French general aviation aircraft designed by Roger Adam

The RA-14 Loisirs was a French two-seat high-wing light touring aircraft designed by Roger Adam shortly after World War II.

==Design and production==
The Loisirs ("Leisure") was designed in May 1945 by Roger Adam and built by Etablissements Aeronautiques R. Adam. It was a tube, wood and fabric two-seater suitable for amateur construction. It was a high-wing braced monoplane with a fixed tail-wheel undercarriage. The seats were positioned side-by-side.

The company sold plans and manufactured parts for the aircraft which could be fitted with a range of engines of between 65 and 80 hp.
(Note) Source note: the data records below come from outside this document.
PR #786, opened 2019-03-20
MSPSDS-997: Edit case summary

kicferk1:
Added a link to 'Edit summary' on case overview page, under the summary. It takes you to a page similar to comment one, populates text area with the current summary, and allows for editing. 

I also refactored the bits of investigation controller that deal with edit actions(assign, visibility, status), because the logic in them was repetitive. This ticket mentions that eventually we will want a lot more edit pages, and when that happens I think part of that logic will be quite easy to extract and share between controllers. 

## Checklist:
### General testing
- [x] Test without javascript
- [x] Test on small screen
### Accessibility testing
- [x] Works keyboard only


mspsds-web/app/policies/investigation_policy.rb
```diff
@@ -23,6 +23,10 @@ def visibility?(user: @user)
     visible_to(user: user, private: true)
   end
 
+  def edit_summary?
+    show?
```
jasiekmiko: Would it be nicer to have all the `<action>?` methods call the common rule (i.e. currently `visible_to`), as opposed to referencing each other?

mspsds-web/app/views/investigations/edit_summary.html.slim
```diff
@@ -0,0 +1,14 @@
+- content_for :page_title, "Update status"
+- content_for :after_header do
+  = link_to "Back to #{@investigation.pretty_description}", @investigation, class: "govuk-back-link"
+= form_with(model: @investigation, method: :put, url: edit_summary_investigation_url(@investigation)) do |form|
```
jasiekmiko: I *think* the `put` method is inferred from modifying an existing object?

mspsds-web/app/controllers/investigations_controller.rb
```diff
@@ -57,59 +57,63 @@ def new
...
+    edit(model_keys: [:description], get_valid_update_hash: get_valid_update_hash,
+         error_message: "Summary can not be empty")
   end
 
-  # GET /cases/1/assign
-  # PUT /cases/1/assign
-  def assign
+private
+
+  def edit(model_keys:, error_message:, get_valid_update_hash:, custom_params: nil)
```
jasiekmiko: Should we just have a single "update" action that the four forms trigger?

mspsds-web/app/views/investigations/edit_summary.html.slim
kicferk1: Actually, it will use `patch`, but reading up on that patch does reflect what we do slightly better than put, so it's probably ok.

mspsds-web/app/controllers/investigations_controller.rb
kicferk1: We originally separated it out because the logic of error handling was getting too complicated. 

Currently the logic for 'which action do I actually verify and re-render if invalid' is hidden under the choice of url we send stuff to. We can move it to controller I guess, but there will be a slight overhead of setting action that `respond_to_update` and `respond_to_invalid_data` take. 

Soo, the answer is 'maybe?'

mspsds-web/app/controllers/investigations_controller.rb
```diff
@@ -60,55 +60,35 @@ def new
...
-      @investigation.errors.add(model_keys.first, :invalid, message: error_message)
-      respond_to_invalid_data
-      return
-    end
-
-    update_hash.each do |key, value|
-      @investigation.send("#{key}=", value) if value
+    ps = update_params
+    editable_keys.each do |key|
+      @investigation.send("#{key}=", ps[key]) if params.require(:investigation).key?(key)
```
jasiekmiko: Can we do something like `@investigation.update ps` intead of the loop??

mspsds-web/app/controllers/investigations_controller.rb
```diff
@@ -128,9 +108,21 @@ def set_investigation
...
 
-  def assignee_update_params
+  def update_params
     return {} if params[:investigation].blank?
 
+    handle_assign_params
+    params.require(:investigation).permit(editable_keys)
+  end
+
+  def editable_keys
```
jasiekmiko: I'd be tempted to move this method definition underneath the `handle_assings_params` one, so order of def is same as order of calling - small thing that makes it easier to read and follow! :)

mspsds-web/app/controllers/investigations_controller.rb
```diff
@@ -128,9 +108,21 @@ def set_investigation
...
+    %i[description is_closed status_rationale is_private visibility_rationale assignable_id]
+  end
+
+  def handle_assign_params
+    relevant_params = params.require(:investigation)
+    return unless relevant_params.key?(:assignable_id) || relevant_params.key?(:select_someone_else)
```
jasiekmiko: Would `relevant_params.key?(:select_someone_else)` ever be true without `relevant_params.key?(:assignable_id)` being true?

mspsds-web/app/controllers/investigations_controller.rb
```diff
@@ -143,12 +135,12 @@ def assignee_update_params
...
   end
 
   def respond_to_update
     respond_to do |format|
-      if @investigation.save
+      if @investigation.valid?(:edit)
+        @investigation.save
         format.html { redirect_to @investigation, notice: "#{@investigation.case_type.titleize} was successfully updated." }
         format.json { render :show, status: :ok, location: @investigation }
       else
```
jasiekmiko: In the line below, we call `@investigation.restore_attributes`. That seems like the user could lose whatever they entered... Doesn't seem right?

mspsds-web/app/models/investigation.rb
```diff
@@ -96,18 +92,11 @@ def as_indexed_json(*)
   end
 
   def assignee
-    begin
-      return User.find(assignable_id) if assignable_type == "User"
-      return Team.find(assignable_id) if assignable_type == "Team"
-    rescue StandardError
-      return nil
-    end
+    (User.where(id: assignable_id) + Team.where(id: assignable_id)).first
```
jasiekmiko: Does `User.find assignable_id` work here? It would return just the singleton, so we could do a more idiomatic
`User.find(assingable_id) || Team.find(assignable_id)`, or something akin to this?

mspsds-web/app/models/investigation.rb
```diff
@@ -96,18 +92,11 @@ def as_indexed_json(*)
...
   end
 
   def assignee=(entity)
-    self.assignable_id = entity.id
-    self.assignable_type = "User" if entity.is_a?(User)
```
jasiekmiko: How come this isn't needed anymore?

mspsds-web/app/models/investigation.rb
```diff
@@ -214,13 +210,13 @@ def create_audit_activity_for_visibility
   end
 
   def create_audit_activity_for_assignee
-    if (saved_changes.key? :assignable_id) || (saved_changes.key? :assignable_type)
+    if (saved_changes.key? :assignable_id) && User.current
```
jasiekmiko: The `User.current` seems like an odd part of the condition... what's the use? (and below)

mspsds-web/db/migrate/20190321122934_populate_assignee_and_description.rb
```diff
@@ -0,0 +1,23 @@
+class PopulateAssigneeAndDescription < ActiveRecord::Migration[5.2]
+  def change
+    safety_assured do
```
jasiekmiko: What did strong migrations complain about here, was it adding indecies?
@broder do we need to be avoiding `safety_assured` calls now that we're live?

mspsds-web/test/controllers/investigations_controller_test.rb
```diff
@@ -103,16 +99,16 @@ class InvestigationsControllerTest < ActionDispatch::IntegrationTest
...
 
   test "should require description to not be empty" do
-    put edit_summary_investigation_url(@investigation_one), params: {
+    patch edit_summary_investigation_url(@investigation_one), params: {
       investigation: {
         description: ""
       }
     }
-    assert_includes(response.body, "Summary can not be empty")
+    assert_includes(response.body, "blank")
```
jasiekmiko: This assertion has become much less readable now - anything stopping us from checking the full error message?
Also might be worth asserting response type?

mspsds-web/app/controllers/investigations_controller.rb
```diff
@@ -60,55 +60,35 @@ def new
...
-      potential_assignees.first.present? ? { assignee: potential_assignees.first } : {}
-    end
-    edit(model_keys: %i[assignable_id assignable_type], get_valid_update_hash: get_valid_update_hash,
-         custom_params: assignee_update_params,
-         error_message: "Select assignee")
+    edit
   end
 
   # GET /cases/1/status
   # PUT /cases/1/status
```
jasiekmiko: These should say patch now?

mspsds-web/app/controllers/investigations_controller.rb
```diff
@@ -56,43 +56,33 @@ def new
...
+  def update
+    return if request.get?
+
+    ps = update_params
+    editable_keys.each do |key|
+      @investigation.send("#{key}=", ps[key]) if params.require(:investigation).key?(key)
+    end
+
+    viewed_page = ""
+    viewed_page = "investigations/edit_summary" if params.require(:investigation).key?(:description)
```
jasiekmiko: Hmm, wondering if there's a nicer way to deal with these... Is `request.referrer` one of them?

mspsds-web/app/controllers/investigations_controller.rb
```diff
@@ -56,43 +56,33 @@ def new
     end
   end
 
-  # GET /cases/1/assign
-  # PUT /cases/1/assign
-  def assign
-    edit
+  def update
```
jasiekmiko: Missing action path comment/annotation

mspsds-web/db/migrate/20190321122934_populate_assignee_and_description.rb
broder: We should be trying to avoid them, yes. It'll matter more when we're doing zero-downtime deploys though - some of the things it recommends are to prevent the database locking for a few seconds.

mspsds-web/app/views/investigations/edit_summary.html.slim
```diff
@@ -1,7 +1,7 @@
 - content_for :page_title, "Update status"
 - content_for :after_header do
   = link_to "Back to #{@investigation.pretty_description}", @investigation, class: "govuk-back-link"
-= form_with(model: @investigation, url: edit_summary_investigation_url(@investigation)) do |form|
+= form_with(model: @investigation, url: investigation_url(@investigation)) do |form|
```
jasiekmiko: I think `form_with(model: @investigation, url: investigation_url(@investigation))` is just equivalent to  `form_with(model: @investigation`?

mspsds-web/app/models/investigation.rb
kicferk1: Migration we use to populate assignee and description(to avoid validation problems on update later on) will trigger after_save callback on model, which will trigger this method, which will trigger creating activity, which will trigger an email to the new assignee, which we probably don't want.

mspsds-web/db/migrate/20190321122934_populate_assignee_and_description.rb
kicferk1: Pretty sure it complained cause removing a column isn't very safe in general

mspsds-web/app/controllers/investigations_controller.rb
```diff
@@ -110,41 +100,26 @@ def set_investigation
...
-                                             when "someone_else"
-                                               params[:investigation][:select_someone_else]
-                                             else
-                                               params[:investigation][:assignable_id]
-                                             end
+    %i[description is_closed status_rationale is_private visibility_rationale]
   end
 
-  def respond_to_update
+  def respond_to_update(viewed_page)
```
jasiekmiko: This could be inlined now, no?

mspsds-web/app/models/investigation.rb
jasiekmiko: Yeah, makes sense - but not sure we want to keep this code change in long term - would it make sense to put a comment here and remove this in next release?

mspsds-web/app/controllers/investigations_controller.rb
kicferk1: As in putting a `request.referrer.include? "status"` in a conditional? Maybe, but with that check we probably break any json call validation :(

mspsds-web/app/models/investigation.rb
kicferk1: It would only be needed if we had two records with different type and same id that can be assigned to a case. Keycloak groups and users use uuids, so it's not going to happen. 

However, seeing as assigning got moved to its own cosy controller I can bring it back without breaking anything.

mspsds-web/db/migrate/20190321122934_populate_assignee_and_description.rb
jasiekmiko: Ah, not even spotted the removal!
How come? Is it linked to the work or tagging along? If so, worth own migration?

mspsds-web/app/controllers/investigations_controller.rb
kicferk1: Yes, it could be. 
Luckily assigning got its own controller now, so it's not important anymore :)

mspsds-web/app/controllers/investigations_controller.rb
jasiekmiko: More like `viewed_page = some_func(request.referrer)`, with whatever transformation necessary provided by `some_func`. This only applies to html responses, so not sure how we'd break json here?

kicferk1: Actually, json doesn't really need it to begin with, so maybe

jasiekmiko: Alternatively maybe think about setting the view name on the submit button as value? You should get that info back via `params.commit` I think?

mspsds-web/app/controllers/investigations_controller.rb
```diff
@@ -56,20 +56,29 @@ def new
...
-      @investigation.send("#{key}=", ps[key]) if params.require(:investigation).key?(key)
-    end
-
-    viewed_page = ""
-    viewed_page = "investigations/edit_summary" if params.require(:investigation).key?(:description)
-    viewed_page = "investigations/status" if params.require(:investigation).key?(:is_closed)
-    viewed_page = "investigations/visibility" if params.require(:investigation).key?(:is_private)
+    @investigation.update(update_params)
+    is_valid = @investigation.valid?(:edit)
+    saved = is_valid ? @investigation.save : false
```
jasiekmiko: From https://guides.rubyonrails.org/active_record_validations.html#on `valid` runs on `save` with `:update` passed in - would that work here, or does it clash with anything? If it does then we're at a much nicer:
```
@investigation.update(update_params)
saved = @investiagion.save
```
if it doesn't then we can at least abbreviate the last line to:
```
saved = is_valid && @investigation.save
```
?

mspsds-web/test/controllers/investigations_controller_test.rb
```diff
@@ -90,8 +90,8 @@ class InvestigationsControllerTest < ActionDispatch::IntegrationTest
       investigation: {
         description: ""
       }
-    }
-    assert_includes(response.body, "blank")
+    }, headers: { "HTTP_REFERER": '/edit_summary' }
+    assert_includes(response.body, "Description can&#39;t be blank")
```
jasiekmiko: Oueeh that's ugly :S is there some sort of escaping we can run on `response.body` to make that better?

mspsds-web/app/controllers/investigations_controller.rb
```diff
@@ -62,20 +63,18 @@ def update
...
         format.html {
           redirect_to @investigation, flash: {
             success: "#{@investigation.case_type.titleize} was successfully updated."
           }
         }
         format.json { render :show, status: :ok, location: @investigation }
       else
-        viewed_page = request.referer.split('/').last
-        format.html { render viewed_page }
+        @investigation.restore_attributes
```
jasiekmiko: Still a bit uneasy about this line... If the user enters a new description and validation fails, do they lose what they entered because of it?

mspsds-web/app/controllers/investigations_controller.rb
```diff
@@ -56,39 +57,36 @@ def new
     end
   end
 
-  # GET /cases/1/status
-  # PUT /cases/1/status
-  def status
+  # PATCH /cases/1
+  # PATCH /cases/1.json
+  def update
     return if request.get?
```
broder: Can we GET `update`?

mspsds-web/app/controllers/investigations_controller.rb
```diff
@@ -56,39 +57,36 @@ def new
     end
   end
 
-  # GET /cases/1/status
-  # PUT /cases/1/status
-  def status
+  # PATCH /cases/1
```
broder: What was the reasoning behind `PATCH`? `PUT` is generally what rails suggests for updates.

mspsds-web/app/controllers/investigations_controller.rb
```diff
@@ -56,39 +57,36 @@ def new
...
+    respond_to do |format|
+      if @investigation.save
+        format.html {
+          redirect_to @investigation, flash: {
+            success: "#{@investigation.case_type.titleize} was successfully updated."
+          }
+        }
+        format.json { render :show, status: :ok, location: @investigation }
+      else
+        session[:viewed_page] ||= request.referer.split('/').last
```
broder: I would guess that this is a security risk. It's very close to being able to `render` any file on the server (similar to https://github.com/mpgn/CVE-2019-5418) - spoofing your referer is quite straightforward.

mspsds-web/app/models/investigation.rb
```diff
@@ -9,21 +9,17 @@ class Investigation < ApplicationRecord
   attr_accessor :assignee_rationale
 
   before_validation { trim_line_endings(:user_title, :description, :non_compliant_reason, :hazard_description) }
-  validates :user_title, presence: true, on: :enquiry_details
-  validates :description, presence: true, on: %i[allegation_details enquiry_details]
-  validates :hazard_type, presence: true, on: :allegation_details
-  validates :product_category, presence: true, on: :allegation_details
-  validates :hazard_description, presence: true, on: :unsafe
-  validates :hazard_type, presence: true, on: :unsafe
-  validates :non_compliant_reason, presence: true, on: :non_compliant
```
broder: Have we lost this validation? Do we need it?

mspsds-web/app/controllers/investigations_controller.rb
kicferk1: No, we can't, it returns 404

mspsds-web/app/controllers/investigations_controller.rb
kicferk1: Patch is what the form auto-generates when the model object is a record that already exists in database. 

A [https://stackoverflow.com/questions/21660791/what-is-the-main-difference-between-patch-and-put-request](stack overflow page) suggests put is 'sending a changed copy of object' and patch is 'sending the fields to change', and we are definitely doing the latter.

broder: Fair enough

mspsds-web/app/models/investigation.rb
kicferk1: I moved it to Allegation, because allegtion_details only ever runs on Allegation, and ts flow(the other 3) creates Allegations as well.

broder: Has the `on:` condition on `Investigation::Allegation` intentionally changed?

kicferk1: No, it was an oversight

mspsds-web/app/controllers/investigations_controller.rb
```diff
@@ -56,39 +57,34 @@ def new
...
-
-    ps = status_update_params
-    if ps[:is_closed].blank?
-      @investigation.errors.add(:status, :invalid, message: "Status should be closed or open")
-      respond_to_invalid_data(:status)
-      return
+  # PATCH /cases/1
+  # PATCH /cases/1.json
+  def update
+    @investigation.update(update_params)
```
broder: Does `.update` also save to the database?

mspsds-web/app/controllers/investigations_controller.rb
```diff
@@ -56,39 +57,34 @@ def new
...
+    respond_to do |format|
+      if @investigation.save
+        format.html {
+          redirect_to @investigation, flash: {
+            success: "#{@investigation.case_type.titleize} was successfully updated."
+          }
+        }
+        format.json { render :show, status: :ok, location: @investigation }
+      else
+        session[:viewed_page] ||= request.referer&.match(/cases\/\d+-\d+\/(edit_summary|status|visibility)/)&.captures&.first
```
broder: This feels a little surprising. I wonder if it is just simpler for now to keep the separate actions for summary / status / visibility...

mspsds-web/app/controllers/investigations_controller.rb
kicferk1: Yes it does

These included the Régnier 4D, Continental A65, Continental A75 and Continental C90 engines.

==Variants==
The design rights were sold in 1957 to the Maranda Aircraft Company of Canada who sold plans for amateur construction of the RA14BM1 Loisirs as the Falconar AMF-S14. More than 30 examples were built in North America.

- Adam RA-14 Loisirs

- Falconar AMF-S14
Homebuilt variant
- RA-14 SL "Super Loisirs"
modified wing and tail with trim tabs

==Survivors==
Of the French production of 40 Loisirs, 17 were active in 1965 and five were still flying in the country in 2001.